» **TASK TO CARRY OUT**: Give back exactly the lines of the data below, starting with the line that has "Better would be" and going on through the line that has "maybe @Rocco83 wants".

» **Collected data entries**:
---*---

PR #26, opened 2016-02-08
Several improvement

Rocco83:
Hi,

The goal of this changes are mainly remove constraint on default values for hostgroups.
- Added mydomainid and architecture_id into post_json
  - HOSTNAME and DOMAIN are now two different entities. Needed for looking up the domain.
  - get_architecture added. needed to guess OS architecture.
  - Added return_matching_domain_id. needed to guess domain ID.
  - Added return_matching_architecture_id. needed to guess OS architecture.
- bug fix
  Fixed exception in get_json (used e as variable, not declared)
- Added debug messages
  - Various function print URL if VERBOSE is set

### DIFF
--- a/bootstrap.py
+++ b/bootstrap.py
@@ -23,8 +23,8 @@ def get_architecture():
   else:
      return "x86"
 
-HOSTNAME     = platform.node().split('.')[0]
-DOMAIN       = platform.node()[platform.node().index('.')+1:]
+HOSTNAME     = socket.getfqdn().split('.')[0]
+DOMAIN       = socket.getfqdn()[socket.getfqdn().index('.')+1:]
 HEXMAC       = hex(getnode())
 NOHEXMAC     = HEXMAC[2:]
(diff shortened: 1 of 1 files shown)


Rocco83:
Forgot to mention another bug fix:
-        url = opener.open(request)
  -        reply = opener.open(request)
    in post_json

bootstrap.py
```diff
@@ -15,13 +15,22 @@
...
-API_PORT  = 443
+def get_architecture():
+  # May not be safe for anything apart from 32/64 bit OS
+  is_64bit = sys.maxsize > 2**32
+  if is_64bit:
+     return "x86_64"
+  else:
+     return "x86"
+
+HOSTNAME     = platform.node().split('.')[0]
```
evgeni: please do not use `platform.node()` as it will not always return an FQDN
use `socket.getfqdn()` instead

Rocco83:
Thanks for the hint.
I have changed it to socket.getfqdn().
I have also added debug information for DOMAIN.

PR #35, opened 2016-02-22
Several fixes, mainly include --unmanaged switch

Rocco83:
Added --unmanaged parameter, managed in create_host
Added --operatingsystem as optional parameter, with function return_matching_operatingsystem_id
Fixed get_json and delete_json with "except Exception, e:" and print exception
Fixed return_matching_hg_id with verbose print myurl as other functions
Added return_matching_host for delete_json
Fixed in create_host the deletion of the previous host. The ID is needed, not FQDN.
Added in create_host the real dump of json, this one should be suitable for copy/paste to test offline with curl

In create_host the json is now dynamic for the keys.

### DIFF
--- a/bootstrap.py
+++ b/bootstrap.py
@@ -45,7 +45,7 @@ parser.add_option("-a", "--activationkey", dest="activationkey", help="Activatio
 parser.add_option("-P", "--skip-puppet", dest="no_puppet", action="store_true", default=False, help="Do not install Puppet")
 parser.add_option("-g", "--hostgroup", dest="hostgroup", help="Label of the Hostgroup in Satellite that the host is to be associated with", metavar="HOSTGROUP")
 parser.add_option("-L", "--location", dest="location", default='Default_Location', help="Label of the Location in Satellite that the host is to be associated with", metavar="LOCATION")
-parser.add_option("-O", "--operatingsystem", dest="operatingsystem", default=None, help="Label of the Operating System in Satellite that the host is to be associated with", metavar="HOSTGROUP")
+parser.add_option("-O", "--operatingsystem", dest="operatingsystem", default=None, help="Label of the Operating System in Satellite that the host is to be associated with", metavar="OPERATINGSYSTEM")
 parser.add_option("-o", "--organization", dest="org", default='Default_Organization', help="Label of the Organization in Satellite that the host is to be associated with", metavar="ORG")
 parser.add_option("-S", "--subscription-manager-args", dest="smargs", default="", help="Which additional arguments shall be passed to subscription-manager", metavar="ARGS")
 parser.add_option("-u", "--update", dest="update", action="store_true", help="Fully Updates the System")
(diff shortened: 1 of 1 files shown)


bootstrap.py
```diff
@@ -45,6 +45,7 @@ def get_architecture():
 parser.add_option("-P", "--skip-puppet", dest="no_puppet", action="store_true", default=False, help="Do not install Puppet")
 parser.add_option("-g", "--hostgroup", dest="hostgroup", help="Label of the Hostgroup in Satellite that the host is to be associated with", metavar="HOSTGROUP")
 parser.add_option("-L", "--location", dest="location", default='Default_Location', help="Label of the Location in Satellite that the host is to be associated with", metavar="LOCATION")
+parser.add_option("-O", "--operatingsystem", dest="operatingsystem", default=None, help="Label of the Operating System in Satellite that the host is to be associated with", metavar="HOSTGROUP")
```
evgeni: wrong metavar

bootstrap.py
```diff
@@ -311,11 +318,23 @@ def return_matching_hg_id(hg_name):
...
     return architectureid
 
 
+def return_matching_operatingsystem_id(operatingsystem_name):
+    # Given an operatingsystem name, find its id
+    myurl = "https://" + options.sat6_fqdn + ":" + API_PORT + "/api/v2/operatingsystems?search=" + operatingsystem_name
+    if options.verbose:
+        print myurl
+    operatingsystems = get_json(myurl)
+    operatingsystemid = operatingsystems['results'][0]['id']
```
evgeni: could use some error handling if OS was not found :)

bootstrap.py
```diff
@@ -52,6 +53,7 @@ def get_architecture():
 parser.add_option("-f", "--force", dest="force", action="store_true", help="Force registration (will erase old katello and puppet certs)")
 parser.add_option("-r", "--release", dest="release", default=RELEASE, help="Specify release version")
 parser.add_option("-R", "--remove-rhn-packages", dest="removepkgs", action="store_true", help="Remove old Red Hat Network Packages")
+parser.add_option("-U", "--unmanaged", dest="unmanaged", action="store_true", help="Add the server as unmanaged. Useful to skip provisioning dependencies.")
```
evgeni: I'd not add a shortopt, IMHO shortopts should be reserved for "important" options, and having -u and -U is confusing (not that the current code would not be already guilty of that)

bootstrap.py
Rocco83: My fault, i have "backported" from a working version.

bootstrap.py
Rocco83: done :) also for architecture.

bootstrap.py
Rocco83: agreed, removed.

Rocco83:
I should have fixed all of the above, please check :)

evgeni:
thanks, LGTM :+1:

Rocco83:
I have found a small bug architecture/architectures, please wait another commit :)

bootstrap.py
```diff
@@ -375,21 +402,48 @@ def return_matching_org_label(organization):
...
+
 def create_host():
     myhgid = return_matching_hg_id(options.hostgroup)
     mylocid = return_matching_location(options.location)
     myorgid = return_matching_org(options.org)
     mydomainid = return_matching_domain_id(DOMAIN)
     architecture_id = return_matching_architecture_id(ARCHITECTURE)
-    if options.verbose:
-        print "------\nmyhgid: " + str(myhgid) + "\nmylocid: " + str(mylocid) + "\nmyorgid: " + str(myorgid) + "\nMAC: " + str(MAC) + "\nDOMAIN_ID: " + str(mydomainid) + "\nARCHITECTURE_ID: " + str(architecture_id) + "\n------"
+    host_id = return_matching_host(FQDN)
```
evgeni, line 434: I'd move that into the delete part, saves us an API call as we only need the id when deleting hosts

Rocco83, line 434: Sorry, i have not got it.
In my last revision, there is the guessing on the ID before 
`if options.force and host_id is not None:`
So the host_id have to be guessed in first place.

Better would be changing the code heavily, making in first place the check about managed/unmanaged.
If managed, architecture, operatingsystem, ... have to be retrieved.
As well, only if force = true, we sould make the other steps.
Also, i think that we should use only one function to get "ID", because the function are very similar.

But i would like to do it in the next pull request :-)

evgeni, line 434: yepp, that makes more sense now, thanks

Rocco83:
Given the above comments, i think that this pull is ready to go :)
@sideangleside do you agree?

sideangleside:
LGTM.

PR #36, opened 2016-02-24
don't hardcode ptable_id to 7

evgeni:
this was accidentally introduced in 4e1f0ad121eb27a8f09302efb07c800830b0797d

maybe @Rocco83 wants to fix it "properly", but I see no reason why the ptable should not be set on the OS/HG level.


Rocco83:
I agree on removing it. I do not even recall why this was putted in, maybe only a mistake.
I will submit a further PR for handling in the proper way.

PR #40, opened 2016-02-29
allow skipping creation of foreman hosts

evgeni:
while this is often not what one wants and --skip-puppet should be enough, sometimes one really want the bare minimum when registering the machine (esp no guessing of a proper location/hostgroup etc).


mccun934:
needs a rebase ..

evgeni:
rebased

---*---

» **ANSWER SPACE**:
Better would be changing the code heavily, making in first place the check about managed/unmanaged.
If managed, architecture, operatingsystem, ... have to be retrieved.
As well, only if force = true, we sould make the other steps.
Also, i think that we should use only one function to get "ID", because the function are very similar.

But i would like to do it in the next pull request :-)

evgeni, line 434: yepp, that makes more sense now, thanks

Rocco83:
Given the above comments, i think that this pull is ready to go :)
@sideangleside do you agree?

sideangleside:
LGTM.

PR #36, opened 2016-02-24
don't hardcode ptable_id to 7

evgeni:
this was accidentally introduced in 4e1f0ad121eb27a8f09302efb07c800830b0797d

maybe @Rocco83 wants to fix it "properly", but I see no reason why the ptable should not be set on the OS/HG level.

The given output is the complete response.